**DATASET EXCERPTS**
PR #2018, opened 2020-04-29
Rearange PeerSelection

coot:
This PR rearanges modules under `Ouroboros.Netowk.PeerSelection` (for breviety,
the module prefix is skipped in what follows):

* `Governor.Types` contains common types, it's not possible to mergeg it with the `Types` module due to cirular dependency with `KnonwPeers`
* `Governor.ActivePeers`
* `Governor.EstablishedPeers`
* `Governor.KnownPeers`
* `Governor.RootPeers` - includes only public root peers decision
* `Governor.Monitor`   -which contains monitoring tasks for local roots, jobs and connections.

- Documented Guarded data type
- Added MkGuardedDecision type alias
- Added job-pool package
- Rename governor decisions
- Split Governor into sub-modules


job-pool/src/Control/Concurrent/JobPool.hs
```diff
@@ -3,7 +3,7 @@
 {-# LANGUAGE NamedFieldPuns #-}
 
 
-module Network.Mux.JobPool (
+module Control.Concurrent.JobPool (
```
mrBliss, line 6: Splitting things up in separate packages is generally a good thing, but does this 80 line module really deserve a separate package? Will it grow much in the future?

The list of packages is already quite long and there are so many places (CI stuff, `cabal.project` in downstream repos, ...) mentioning the packages that can be forgotten to update.

coot: > The list of packages is already quite long and there are so many places (CI stuff, cabal.project in downstream repos, ...) mentioning the packages that can be forgotten to update.

Updating the hashes in `cabal.project` is a valid concern, though we have `cardano-repo-tool` for that, so I am not worried about it.  And probably sooner than later we will move to `cabal-3.2` where speciyfing hashes will be easier (just one per repo, rather than one per _cabal project_).  

The problem with this module is that exporting it from  `network-mux` does not seem right.  It would be a nice case for a public library in `network-mux`, but this is not available.

Another option is to add it to `io-sim-classes`, though this is even worse ides.

From all the available options, probably moving it back (but still keeping it under `Control.Concurrent` scope) is the least wrong option.

coot:
bors merge

coot:
bors merge

coot:
bors merge

A strange error by `check-stylish`:
```
error: while evaluating anonymous function at /var/lib/buildkite-agent/builds/packet-ipxe-3-ci3-2/input-output-hk/ouroboros-network/shell.nix:3:1, called from undefined position:
...
getting status of '/var/lib/buildkite-agent/builds/packet-ipxe-3-ci3-2/input-output-hk/ouroboros-network/.git/objects/pack/pack-377d877718958c9fa46b056ed79134c1ac488888.pack': No such file or directory
```

PR #2020, opened 2020-04-29
Use correct slot length

edsko:
The mock PBFT, real PBFT and dual PBFT were all setting the slot length independently from the slot length in the `TestConfig`, so that we were working with two inconsistent values. This didn't matter when we were working with a fake clock that was `SlotNo` based, but it is causing test failures in the hard fork blockchain time branch. (It is also just incorrect, of course.)

### DIFF
--- a/ouroboros-consensus-byron/test/Test/ThreadNet/RealPBFT.hs
+++ b/ouroboros-consensus-byron/test/Test/ThreadNet/RealPBFT.hs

**WHAT THE TASK REQUIRES**
Where a line of the listing holds "PeerSelection", show that line.

**EXERCISE RESULT**
Rearange PeerSelection
This PR rearanges modules under `Ouroboros.Netowk.PeerSelection` (for breviety,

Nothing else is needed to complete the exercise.